-- Task goal --
All the records below must be returned exactly as they stand.
+ + + + + + +
PR #3403, opened 2022-04-19
Fix bug where restored tabs do not load and cannot be closed

### LINKED ISSUE #3401: Regression: Tab restore does not work; just results in a blank tab
@evancrow FYI

There seems to be no way to get the tab to reopen properly without force quitting and restarting the app. Also notice that you cannot even close one of these tabs, and when trying to edit the URL / query, it won't actually leave the suggest experience when hitting enter.

https://user-images.githubusercontent.com/79867437/164042986-1f2a97ff-a809-49e2-8708-ccf3a009b885.mp4

darinwf:
Fixes #3401

### How was this tested?
- [x] I tested this manually
- [x] I added automated tests


darinwf:
@evancrow @chassu FYI

yozuysal (approved):

PR #3406, opened 2022-04-19
hide grid after selecting a tab from history view

chassu:
### How was this tested?
- [x] I tested this manually

before:

https://user-images.githubusercontent.com/87332917/164108913-575826df-33e4-4e38-abdb-54605aa4e1ba.mp4

after:

https://user-images.githubusercontent.com/87332917/164108937-c8f5773a-ad86-4298-ac98-2270def9572d.mp4


darinwf:
Hmm... tapping on an item in History should use createOrSwitchToTab and **bring the selected tab to the foreground**. It is perhaps a regression from the new SwiftUI-based History UI that that isn't happening now.

darinwf:
Something like this:
```
diff --git a/Client/Frontend/Browser/BrowserViewController.swift b/Client/Frontend/Browser/BrowserViewController.swift
index d9fd2f0e9..6a4da31ed 100644
--- a/Client/Frontend/Browser/BrowserViewController.swift
+++ b/Client/Frontend/Browser/BrowserViewController.swift
@@ -1494,6 +1494,10 @@ extension BrowserViewController {
         }
 
         updateInZeroQuery(selected?.url as URL?)
+
+        if selected != nil {
+            hideCardGrid(withAnimation: false)
+        }
     }
 
     func getSceneDelegate() -> SceneDelegate? {
```

darinwf (changes requested):
See comment above on suggested change.

chassu:
https://user-images.githubusercontent.com/87332917/165200003-8227051f-2c76-413c-982f-8e487d66a3b1.mp4

chassu:
looks the that fix alone is causing the normal card transition animation to fail. will investigate it.

Client/Frontend/Site/SiteRowView.swift
```diff
@@ -32,6 +33,7 @@ struct SiteRowView: View {
             Button {
                 action()
                 openURL(site.url)
+                browserModel.hideGridWithNoAnimation()
```
darinwf, line 36: Can this be moved within the `openURL` handler? I feel like it is a lot for `SiteRowView` to have to know about hiding the grid.

darinwf: Yeah, `HistoryPanelViewController` seems like a better spot for this. WDYT?

chassu: makes sense to me!

darinwf (approved):

darinwf:
When you commit be sure to update the commit log entry accordingly since this PR evolved a lot since the start :)

PR #3407, opened 2022-04-20
Adjust Copy For EmptyCardGrid When TopToolbar

evancrow:
Changes the copy for EmptyCardGrid to say above instead of below when the top toolbar is active. Also, probably need a similar UI for spaces.

### How was this tested?
- [x] I tested this manually
- [ ] I added automated tests


Client/Frontend/Browser/Card/EmptyCardGrid.swift
```diff
@@ -6,13 +6,14 @@ import SwiftUI
 
 struct EmptyCardGrid: View {
     let isIncognito: Bool
+    var isTopBar: Bool = false
```
EdwardJTL, line 9: can this be a let?

EdwardJTL (commented):
could you add some screenshots for inline vs not inline after the change?

Client/Frontend/Browser/Card/EmptyCardGrid.swift
evancrow: Well that depends... do we want false to be the default value or do we not want one?

evancrow:
Here's the screenshot (the incognito version has the top toolbar copy):

Screen Shot 2022-04-19 at 9 11 24 PM

EdwardJTL (approved):

PR #3411, opened 2022-04-20
Add image support for xyz suggestions

buracules:
- Add thumbnail support for xyz suggestions

### How was this tested?
- [x] I tested this manually
- [ ] I added automated tests

### Manual test cases

Simulator Screen Shot - iPhone 13 Pro - 2022-04-21 at 02 17 39


Client/Frontend/Suggestions/SearchSuggestionViews.swift
```diff
@@ -713,25 +713,37 @@ private struct FindInPageSuggestionView: View {
...
-        Text(query)
+    private var label: some View {
+        Text(suggestion.displayText)
             .withFont(.bodyLarge)
             .lineLimit(1)
     }
 
+    @ViewBuilder
+    private var icon: some View {
+        if let urlString = suggestion.image, let imageUrl = URL(string: urlString) {
```
yozuysal, line 729: this will probably give you a warning since you are not using urlString.

I would directly do let imageUrl = URL(string: suggestion.image ?? "")

Client/Frontend/Suggestions/SuggestionModel.swift
```diff
@@ -664,7 +664,7 @@ class SuggestionModel: ObservableObject {
             bvc.updateFindInPageVisibility(visible: true, query: query)
         case .xyzQuery(let query):
```
yozuysal, line 665: nit: suggestion

yozuysal (approved):
Two nits and lgtm

Client/Frontend/Suggestions/SearchSuggestionViews.swift
buracules: I am using inside the constructor of imageURL.  But yes i dont need to do that i can just use directly like you said.

PR #3415, opened 2022-04-21
Remove Toast Redundancy 

evancrow:
Removes the need to enqueue a Toast, now it's done by default.

### How was this tested?
- [x] I tested this manually
- [ ] I added automated tests


Client/Frontend/Toast/ToastViewManager.swift
```diff
@@ -11,24 +11,37 @@ class ToastViewManager: QueuedViewManager<ToastView> {
...
+        }
+
+        return toast
     }
 
     public func makeToast(
         content: ToastViewContent,
         toastProgressViewModel: ToastProgressViewModel? = nil,
-        displayTime: Double = 4.5, autoDismiss: Bool = true
+        displayTime: Double = 4.5, autoDismiss: Bool = true, enqueue: Bool = true
```
darinwf, line 34: nit: doesn't look like any callers set `enqueue` to false, so why have it as a parameter?

darinwf (approved):

Client/Frontend/Toast/ToastViewManager.swift
evancrow: That's true, just thought it might be a nice future thing, just in case?

darinwf: I recommend we leave it out until we actually need it. Keeps the code simpler :)

darinwf (approved):

PR #4021, opened 2022-07-11
Update appearance of simulated back swipe

EdwardJTL:
Changes:
- Use system background instead of always using white
- Add image view to give preview of the back target
  - Implemented to show parent tab screenshot when appropriate
- Slight refactoring of layout methods and when they are called

Note:
- when removing a tab with parent tab, `updateSelectedTabAfterRemovalOf` does not prioritize selecting the parent tab. as a result, it may jump to a different tab. I am not sure I agree with the decision in `TabManager.selectParentTab(afterRemoving tab)` to not select the parent tab if it's not the most recently used tab.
+ + + + + + +
-- Response to this task --
PR #3403, opened 2022-04-19
Fix bug where restored tabs do not load and cannot be closed

### LINKED ISSUE #3401: Regression: Tab restore does not work; just results in a blank tab
@evancrow FYI

There seems to be no way to get the tab to reopen properly without force quitting and restarting the app. Also notice that you cannot even close one of these tabs, and when trying to edit the URL / query, it won't actually leave the suggest experience when hitting enter.

https://user-images.githubusercontent.com/79867437/164042986-1f2a97ff-a809-49e2-8708-ccf3a009b885.mp4

darinwf:
Fixes #3401

### How was this tested?
- [x] I tested this manually
- [x] I added automated tests


darinwf:
@evancrow @chassu FYI

yozuysal (approved):

PR #3406, opened 2022-04-19
hide grid after selecting a tab from history view

chassu:
### How was this tested?
- [x] I tested this manually

before:

https://user-images.githubusercontent.com/87332917/164108913-575826df-33e4-4e38-abdb-54605aa4e1ba.mp4

after:

https://user-images.githubusercontent.com/87332917/164108937-c8f5773a-ad86-4298-ac98-2270def9572d.mp4


darinwf:
Hmm... tapping on an item in History should use createOrSwitchToTab and **bring the selected tab to the foreground**. It is perhaps a regression from the new SwiftUI-based History UI that that isn't happening now.

darinwf:
Something like this:
```
diff --git a/Client/Frontend/Browser/BrowserViewController.swift b/Client/Frontend/Browser/BrowserViewController.swift
index d9fd2f0e9..6a4da31ed 100644
--- a/Client/Frontend/Browser/BrowserViewController.swift
+++ b/Client/Frontend/Browser/BrowserViewController.swift
@@ -1494,6 +1494,10 @@ extension BrowserViewController {
         }
 
         updateInZeroQuery(selected?.url as URL?)
+
+        if selected != nil {
+            hideCardGrid(withAnimation: false)
+        }
     }
 
     func getSceneDelegate() -> SceneDelegate? {
```

darinwf (changes requested):
See comment above on suggested change.

chassu:
https://user-images.githubusercontent.com/87332917/165200003-8227051f-2c76-413c-982f-8e487d66a3b1.mp4

chassu:
looks the that fix alone is causing the normal card transition animation to fail. will investigate it.

Client/Frontend/Site/SiteRowView.swift
```diff
@@ -32,6 +33,7 @@ struct SiteRowView: View {
             Button {
                 action()
                 openURL(site.url)
+                browserModel.hideGridWithNoAnimation()
```
darinwf, line 36: Can this be moved within the `openURL` handler? I feel like it is a lot for `SiteRowView` to have to know about hiding the grid.

darinwf: Yeah, `HistoryPanelViewController` seems like a better spot for this. WDYT?

chassu: makes sense to me!

darinwf (approved):

darinwf:
When you commit be sure to update the commit log entry accordingly since this PR evolved a lot since the start :)

PR #3407, opened 2022-04-20
Adjust Copy For EmptyCardGrid When TopToolbar

evancrow:
Changes the copy for EmptyCardGrid to say above instead of below when the top toolbar is active. Also, probably need a similar UI for spaces.

### How was this tested?
- [x] I tested this manually
- [ ] I added automated tests


Client/Frontend/Browser/Card/EmptyCardGrid.swift
```diff
@@ -6,13 +6,14 @@ import SwiftUI
 
 struct EmptyCardGrid: View {
     let isIncognito: Bool
+    var isTopBar: Bool = false
```
EdwardJTL, line 9: can this be a let?

EdwardJTL (commented):
could you add some screenshots for inline vs not inline after the change?

Client/Frontend/Browser/Card/EmptyCardGrid.swift
evancrow: Well that depends... do we want false to be the default value or do we not want one?

evancrow:
Here's the screenshot (the incognito version has the top toolbar copy):

Screen Shot 2022-04-19 at 9 11 24 PM

EdwardJTL (approved):

PR #3411, opened 2022-04-20
Add image support for xyz suggestions

buracules:
- Add thumbnail support for xyz suggestions

### How was this tested?
- [x] I tested this manually
- [ ] I added automated tests

### Manual test cases

Simulator Screen Shot - iPhone 13 Pro - 2022-04-21 at 02 17 39


Client/Frontend/Suggestions/SearchSuggestionViews.swift
```diff
@@ -713,25 +713,37 @@ private struct FindInPageSuggestionView: View {
...
-        Text(query)
+    private var label: some View {
+        Text(suggestion.displayText)
             .withFont(.bodyLarge)
             .lineLimit(1)
     }
 
+    @ViewBuilder
+    private var icon: some View {
+        if let urlString = suggestion.image, let imageUrl = URL(string: urlString) {
```
yozuysal, line 729: this will probably give you a warning since you are not using urlString.

I would directly do let imageUrl = URL(string: suggestion.image ?? "")

Client/Frontend/Suggestions/SuggestionModel.swift
```diff
@@ -664,7 +664,7 @@ class SuggestionModel: ObservableObject {
             bvc.updateFindInPageVisibility(visible: true, query: query)
         case .xyzQuery(let query):
```
yozuysal, line 665: nit: suggestion

yozuysal (approved):
Two nits and lgtm

Client/Frontend/Suggestions/SearchSuggestionViews.swift
buracules: I am using inside the constructor of imageURL.  But yes i dont need to do that i can just use directly like you said.

PR #3415, opened 2022-04-21
Remove Toast Redundancy 

evancrow:
Removes the need to enqueue a Toast, now it's done by default.

### How was this tested?
- [x] I tested this manually
- [ ] I added automated tests


Client/Frontend/Toast/ToastViewManager.swift
```diff
@@ -11,24 +11,37 @@ class ToastViewManager: QueuedViewManager<ToastView> {
...
+        }
+
+        return toast
     }
 
     public func makeToast(
         content: ToastViewContent,
         toastProgressViewModel: ToastProgressViewModel? = nil,
-        displayTime: Double = 4.5, autoDismiss: Bool = true
+        displayTime: Double = 4.5, autoDismiss: Bool = true, enqueue: Bool = true
```
darinwf, line 34: nit: doesn't look like any callers set `enqueue` to false, so why have it as a parameter?

darinwf (approved):

Client/Frontend/Toast/ToastViewManager.swift
evancrow: That's true, just thought it might be a nice future thing, just in case?

darinwf: I recommend we leave it out until we actually need it. Keeps the code simpler :)

darinwf (approved):

PR #4021, opened 2022-07-11
Update appearance of simulated back swipe

EdwardJTL:
Changes:
- Use system background instead of always using white
- Add image view to give preview of the back target
  - Implemented to show parent tab screenshot when appropriate
- Slight refactoring of layout methods and when they are called

Note:
- when removing a tab with parent tab, `updateSelectedTabAfterRemovalOf` does not prioritize selecting the parent tab. as a result, it may jump to a different tab. I am not sure I agree with the decision in `TabManager.selectParentTab(afterRemoving tab)` to not select the parent tab if it's not the most recently used tab.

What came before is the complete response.